Microsoft’s standing to sue over secret U.S. data requests in doubt
Microsoft’s lawsuit objecting to the indiscriminate use by U.S. law enforcement of orders that demand user data without the opportunity to inform the customer may run into questions about the software giant’s standing to raise the issue on behalf of its customers.
A government motion to dismiss Microsoft’s complaint comes up for oral arguments Monday and significantly the judge said on Thursday that the issue of whether Fourth Amendment rights are personal or can be “vicariously” asserted by third-parties on behalf of their customers would have to be addressed by both sides. The Fourth Amendment to the U.S. Constitution prohibits unreasonable searches and seizure of property.
The issue of whether service provider companies can sue on behalf of their users against secret orders has figured in other lawsuits including one between Facebook and law enforcement in New York.
The lawsuit filed by Microsoft in April has the backing of a large number of civil rights groups, trade bodies and companies, including Google, Amazon, Cisco Systems, Apple and Twitter, who have filed briefs in the federal court.

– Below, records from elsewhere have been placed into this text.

PR #1043, opened 2025-05-28
NH-108817: Creating relationship state events from Istio metrics

gantrior:
I added several pipelines to Node Collector, Metrics Discovery Collector and Discovery Collector (see `_common-discovery-config.tpl` for definitions):

* metrics/discovery-custom
* metrics/discovery-scrape (this replaces previous metrics/discovery)
* metrics/discovery-istio
* metrics/relationship-state-events-workload-workload-preparation
* metrics/relationship-state-events-workload-service-preparation
* logs/stateevents

This uses [solarwindsentityconnector](https://github.com/solarwinds/solarwinds-otel-collector-contrib/tree/main/connector/solarwindsentityconnector)

as the results there should be stream of relationship state events sent based on `istio_request_bytes_sum` metric, which should produce following relationships:
* Workload -> Workload
* Workload -> Service

### DIFF
--- a/deploy/helm/metrics-discovery-config.yaml
+++ b/deploy/helm/metrics-discovery-config.yaml
@@ -42,15 +42,6 @@ processors:
       - statements:
         - set(scope.name, "")
         - set(scope.version, "")
-
-  metricstransform/rename/discovery:
-    transforms:
-      # add `k8s.` prefix to all metrics
-      - include: ^(.*)$$
-        match_type: regexp
-        action: update
-        new_name: {{ .Values.otel.metrics.autodiscovery.prefix }}$${1}
-
  
   groupbyattrs/common-all:
     keys:
@@ -98,7 +89,7 @@ processors:
 
   batch/metrics:
 {{ toYaml .Values.aws_fargate.metrics.autodiscovery.batch | indent 4 }}
-  
+
 {{- include "common-config.filter-remove-temporary-metrics" . | nindent 2 }}
 
   filter/histograms:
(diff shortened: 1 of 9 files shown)


deploy/helm/node-collector-config.yaml
```diff
@@ -1,4 +1,9 @@
 exporters:
+  debug:
```
pstranak-sw, line 2: Should this stay here?

deploy/helm/templates/_common-discovery-config.tpl
```diff
@@ -0,0 +1,505 @@
...
+  workload_mappings:
+    - name_attr: source_workload
+      namespace_attr: source_workload_namespace
+      workload_type_attr: source_workload_type
+      expected_types:
+        - deployments
+        - daemonsets
+        - statefulsets
+        - jobs
+        - cronjobs
```
pstranak-sw, line 153: Do we actually get a CronJob as a workload in Istio?

deploy/helm/metrics-discovery-config.yaml
```diff
@@ -98,74 +89,21 @@ processors:
...
-  metricstransform/copy-required-metrics:
-    transforms:
-    {{- $root := . }}
-    {{- range $index, $metric := $arrayOfRequiredMetrics }}
-      - include: {{ $root.Values.otel.metrics.autodiscovery.prefix }}{{ $metric }}
-        action: insert
-        new_name: k8s.{{ $metric }}
-    {{- end }}
-{{- end }}
+{{ include "common-discovery-config.processors" . | indent 2 }}
```
pstranak-sw, line 100: This template includes processors for Istio metrics. Do we get them also in Fargate environment?

gantrior: Istio is probably not supported on Fargate, but if it is mixed cluster the istio can run on standard nodes so it makes sense to process that.

deploy/helm/node-collector-config.yaml
gantrior: Removing, forgotten

deploy/helm/templates/_common-discovery-config.tpl
```diff
@@ -0,0 +1,505 @@
...
+        - pods
```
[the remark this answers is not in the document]
gantrior: no we don't I am removing it.

pstranak-sw (approved):

PR #1050, opened 2025-05-29
Check for cert-manager when enabling deployment of OTEL operator

pstranak-sw:
If `operator.enabled` is set to `true`, check if `certmanager.enabled` is also `true` or if there is an already running `cert-manager` in the cluster.

### DIFF
--- a/deploy/helm/templates/asserts.yaml
+++ b/deploy/helm/templates/asserts.yaml
@@ -21,3 +21,17 @@
 {{- if and (or (not (empty .Values.cluster.filter.exclude_namespaces)) (not (empty .Values.cluster.filter.exclude_namespaces_regex))) (or (not (empty .Values.cluster.filter.include_namespaces)) (not (empty .Values.cluster.filter.include_namespaces_regex))) -}}
 {{ fail "Only one namespace filter can be used at time, either include or exclude." }}
 {{- end -}}
+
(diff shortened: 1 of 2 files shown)


deploy/helm/templates/asserts.yaml
```diff
@@ -21,3 +21,17 @@
 {{- if and (or (not (empty .Values.cluster.filter.exclude_namespaces)) (not (empty .Values.cluster.filter.exclude_namespaces_regex))) (or (not (empty .Values.cluster.filter.include_namespaces)) (not (empty .Values.cluster.filter.include_namespaces_regex))) -}}
 {{ fail "Only one namespace filter can be used at time, either include or exclude." }}
 {{- end -}}
+
+{{- if and .Values.operator.enabled .Values.operator.admissionWebhooks.certManager.enabled (not .Values.certmanager.enabled) -}}
+{{- $certManagerFound:=false -}}
+{{- range $index, $conf := (lookup "admissionregistration.k8s.io/v1" "MutatingWebhookConfiguration" "" "").items -}}
+{{- range $index, $webhook := $conf.webhooks -}}
+{{- if eq $webhook.name "webhook.cert-manager.io" -}}
```
pstranak-sw, line 29: We cannot check for a specific workload or CR, because they are only identifiable by labels, not by names. And we also cannot check for a specific CRD, because they are left in the cluster even when the `cert-manager` is uninstalled. So we are checking for a specific webhook.

gantrior (approved):

PR #1063, opened 2025-06-23
Create relationships based on OTEL network metrics

pstranak-sw:
When Beyla is enabled (or standard OTEL Network metrics are sent to the gateway deployment), use the `swok8sworkloadtype` processor and `solarwindsentity` connector to detect network relationships between k8s resources.

Depends on https://github.com/solarwinds/solarwinds-otel-collector-contrib/pull/29 and release of a new image.


gantrior (dismissed):

deploy/helm/gateway-collector-config.yaml
```diff
@@ -97,32 +97,19 @@ processors:
...
 
   swok8sworkloadtype/beyla:
     workload_mappings:
       - name_attr: k8s.src.owner.name
         namespace_attr: k8s.src.namespace
-        workload_type_attr: k8s.src.owner.type
+        workload_type_attr: sw.k8s.src.workload.type
+        workload_name_attr: sw.k8s.src.workload.name
+        workload_namespace_attr: sw.k8s.src.workload.namespace
+        prefer_owner_for_pods: true
```
etichy, line 112: What about to have both, pod and also pod owner?

deploy/helm/gateway-collector-config.yaml
```diff
@@ -134,7 +121,10 @@ processors:
           - nodes
       - name_attr: k8s.dst.owner.name
         namespace_attr: k8s.dst.namespace
-        workload_type_attr: k8s.dst.owner.type
+        workload_type_attr: sw.k8s.dst.workload.type
+        workload_name_attr: sw.k8s.dst.workload.name
+        workload_namespace_attr: sw.k8s.dst.workload.namespace
+        prefer_owner_for_pods: true
```
etichy, line 127: Beyla attributes k8s.dst.owner.name and  k8s.dst.owner.type don't provide same information?

deploy/helm/gateway-collector-config.yaml
pstranak-sw: It could be configured that way. But we don't need that now, or do we?

deploy/helm/templates/beyla/configmap.yaml
```diff
@@ -50,6 +50,38 @@ data:
...
+            - rpc.system
+        beyla_*:
+          include:
+            - direction
+            - dst.address
+            - k8s.dst.namespace
+            - k8s.dst.owner.name
+            - src.address
+            - k8s.src.namespace
+            - k8s.src.owner.name
```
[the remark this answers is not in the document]
pstranak-sw: These come from https://grafana.com/docs/beyla/latest/network/#metric-attributes.
We are currently not interested in `k8s.src.type` because we only want the parent. And `k8s.src.owner.type` is currently limited to only a few types and Jobs and other less common ones are not supported by Beyla, yet.

We could ask for these attributes and then have some logic to decide whether they have values that we need or whether we need to ignore them and get the data ourselves. But it seemed to me that it would be simpler to just ignore them and always get the data ourselves.

deploy/helm/gateway-collector-config.yaml
pstranak-sw: Sometimes. See https://github.com/solarwinds/swi-k8s-opentelemetry-collector/pull/1063/files/6a757758ddd8fcc3dde43374436e77e8050e22c0#r2167314257

deploy/helm/gateway-collector-config.yaml
```diff
@@ -156,6 +149,91 @@ processors:
...
+        expected_types:
+          - services
+          - pods
+
+  transform/beyla-fqdn-attribute:
+    metric_statements:
+      - statements:
+          # The logic of what shapes of addresses are considered FQDNs should match 'transform/istio-metric-datapoints'.
+          # Also, Beyla prefers filling 'client.address' and 'server.address' attributes with OTEL Service name (or name + k8s namespace) instead of an actual FQDN, when possible. This makes their values useless for us because they would create fake FQDNs.
```
pstranak-sw, line 175: This is unfortunate as it severely limits usefulness of Beyla for establishing HTTP/gRPC relationships between clients and servers. It was implemented that way intentionally. Though personally, I don't believe the reasoning there is correct.

deploy/helm/templates/beyla/configmap.yaml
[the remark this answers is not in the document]
etichy: ok, agree. Did we consider contribute to beyla so it supports all types?

PR #1070, opened 2025-07-08
Add devcontainer that connects to local docker-desktop

gantrior:


.devcontainer/local-features/copy-kube-config/devcontainer-feature.json
```diff
@@ -0,0 +1,11 @@
+{
+	"id": "copy-kube-config",
```
pstranak-sw, line 2: `version` is also mandatory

Microsoft said in its complaint that it brought the case “because its customers have a right to know when the government obtains a warrant to read their emails, and because Microsoft has a right to tell them.” It said at the time that over the past 18 months federal courts had issued almost 2,600 secrecy orders, also referred to as “gag orders,” that prevented Microsoft from speaking about warrants and other legal process seeking its customers’ data. Two-thirds of the orders contained no fixed end date.
Under the Stored Communications Act, a part of the Electronic Communications Privacy Act, companies can be compelled under 18 U.S. Code § 2703 to turn over certain consumer information to law enforcement for their investigations, sometimes without the requirement of notice to the customer whose information is targeted.
Under another statute, 18 U.S.C. § 2705(b), courts when serving warrants, subpoenas or court orders for customer information can also issue gag orders to service providers at the request of the government to prevent them from notifying any other person of the existence of the warrant or similar order.
Such orders have undermined confidence in the privacy of the cloud and affects Microsoft’s right to be transparent with its customers, a right guaranteed by the First Amendment to the U.S. Constitution, the company wrote in its complaint in April.
The Fourth Amendment’s requirement that government engage only in “reasonable” searches necessarily includes a right for people to know when the government searches or seizes their property, regardless of whether the data is in the cloud, or in a desk drawer in a home where the user has the right to notice the government’s action, according to the complaint. Secret searches in the physical world require the person targeted to be informed within 30 days, thus creating a big gap from how searches in the cloud are handled, it added.
While scheduling for next week a hearing on a Department of Justice motion to dismiss Microsoft’s petition, Judge James Robart of the U.S. District Court for the Western District of Washington at Seattle, noted that the parties to the dispute “should be prepared to address whether case law holding that Fourth Amendment rights are personal rights that cannot be vicariously asserted” bars Microsoft from pursuing its Fourth Amendment claim on behalf of its customers and how that case law is to be reconciled with third-party standing doctrine.
Judge Robart cited cases in which the decisions had gone against companies and other organizations representing their customers in Fourth Amendment disputes.
Microsoft has previously claimed that it has standing to pursue Fourth Amendment challenge to Sections 2703 and 2705(b) on its customers’ behalf, because they cannot protect themselves as the two statutes when combined prevent customers from being aware and guarding against government violations of their rights.